Donald Trump inauguró el año 2018 con la confirmación de un hecho de gran relevancia geopolítica: la ruptura entre Estados Unidos y Pakistán, una potencia nuclear en pleno corazón eurasiático. El presidente estadounidense escenificó este divorcio arremetiendo contra Pakistán a través de su cuenta en Twitter. Desde el gobierno paquistaní de Shahid Khaqan Abbasi respondieron con contundencia afirmando que Estados Unidos ya no es el aliado de Pakistán: “No tenemos ninguna alianza con Estados Unidos“. El ministro de Asuntos Exteriores, Khawaja Muhammad Asif, añadió que las acusaciones de Trump carecen de fundamento y sentenció que desde el gobierno “no haremos que la dignidad de nuestro país sea nunca más un negocio”.

Anteriormente Donald Trump y varios miembros de su gobierno ya habían acusado al gobierno de Islamabad de apoyar y dar refugio a diferentes grupos terroristas que están atentando contra los intereses estadounidenses en Afganistán (por ejemplo el vicepresidente Mike Pence el pasado diciembre), aprovechándose además de la millonaria “ayuda” económica que Estados Unidos envía desde hace años a Pakistán (33.000 millones en los últimos 15 años, según el propio Trump), una “ayuda” que ahora ha sido suspendida por parte de Washington.

Esta “ayuda” para la seguridad era en realidad el pago correspondiente a un contrato de arrendamiento por utilizar a Pakistán como un trampolín para sus operaciones belicistas en Afganistán desde su invasión en el año 2001. Estados Unidos no tiene por costumbre regalarle nada a nadie. Nunca.
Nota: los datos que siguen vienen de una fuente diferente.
PR #4701, opened 2026-02-02
Fix invoice ID lookup

enescakir:
We are passing the `:id` symbol instead of the `id` variable. Since project invoices are ordered by creation date, this caused the query to always return the most recent invoice, regardless of the ID provided.

As a result, customers saw the same invoice when clicking on any invoice in the console.


enescakir:
@jeremyevans it's interesting that when we pass a column symbol to `with_pk` instead of the pk value, it just returns the first row.

PR #4702, opened 2026-02-02
Add cluster level monitoring to UbiCSI node-plugin daemonset

mohi-kalantari:
**Add Mesh Connectivity Monitoring to Kubernetes CSI**
This PR implements mesh network connectivity monitoring for Kubernetes clusters, enabling detection of network isolation between pods and external endpoints.

**Changes**
**Mesh Connectivity Checker**

- Add MeshConnectivityChecker that runs as a background thread in the CSI node plugin
- Periodically verify TCP connectivity to other pods in all other nodes on certain intervals
- Support external endpoint monitoring via EXTERNAL_ENDPOINTS environment variable
- Write connectivity status to /var/lib/ubicsi/mesh_status.json using atomic file writes

**KubernetesNode Health Monitoring**

- Integrate KubernetesNode into the central health monitor system
- Read mesh status file via SSH and report node as down if any peer is unreachable
- Include external endpoint reachability in health checks

**Infrastructure**

- Remove hostNetwork: true from CSI DaemonSet to validate actual CNI network paths
- Add network debugging tools to CSI Docker image (netcat, mtr, traceroute, etc.)
**Refactor** 
- yaml_load_kubectl to automatically append -oyaml

### DIFF
--- a/kubernetes/csi/Dockerfile
+++ b/kubernetes/csi/Dockerfile
@@ -13,7 +13,8 @@ RUN apt update && apt install -y apt-transport-https ca-certificates curl gnupg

Lo que tampoco nos han explicado desde Washington es porqué si Pakistán es un “Estado refugio de terroristas”, las autoridades pakistaníes han eliminado en el año 2017 a más de 1.700 de estos terroristas que operaban en su país. Tampoco se entiende que estos terroristas supuestamente protegidos por Islamabad hayan asesinado ese mismo año a más de 3.000 civiles y a 676 soldados del ejército de Pakistán. ¿A cuántos civiles y militares han asesinado los terroristas yihadistas en el territorio, por ejemplo, de Arabia Saudí, Israel, o Estados Unidos en 2017?

Resulta más que relevante que Pakistán apenas sufriera ataques terroristas hasta el año 2001, fecha en que Estados Unidos decidió invadir Afganistán. Desde entonces Pakistán ha sufrido “468 ataques suicidas con bombas, en los cuales han muerto 7.230 de sus ciudadanos”, según los datos que aporta el ex-militar británico y australiano y ex-subdirector de la misión militar de la ONU en Cachemira, Brian Cloughley, en un artículo publicado en la web Strategic Culture Foundation (Trump’s Pakistan Policy Is a Disaster, 11/1/2018). Según señala Cloughley – buen conocedor de la región debido a los cargos que ocupó – en reiteradas ocasiones los Estados Unidos y sus títeres instalados en Kabul se negaron a escuchar las propuestas de Pakistán para fortificar y controlar las fronteras entre ambos países y evitar así el flujo de terroristas de uno y otro lado (por ejemplo en diciembre del año 2006).

Es más, tanto los actuales talibanes (que dominan casi el 50% del terrotorio afgano) como muchos de los grupos terroristas que operan en Afganistán y Pakistán actualmente son la herencia directa de los “muyahidines” a los que Estados Unidos patrocinó, armó y entrenó (con el apoyo saudí) para luchar contra la Unión Soviética en Afganistán en 1980. Desde Pakistán también se utilizaron a estos grupos terroristas para atacar a la India que por aquel entonces (Guerra Fría) era aliada de la Unión Soviética [1].

Hoy en día Washington continúa utilizando el terrorismo yihadista como arma geopolítica. Pero los tiempos y las alianzas estratégicas han cambiado mucho desde entonces tanto a nivel regional como global.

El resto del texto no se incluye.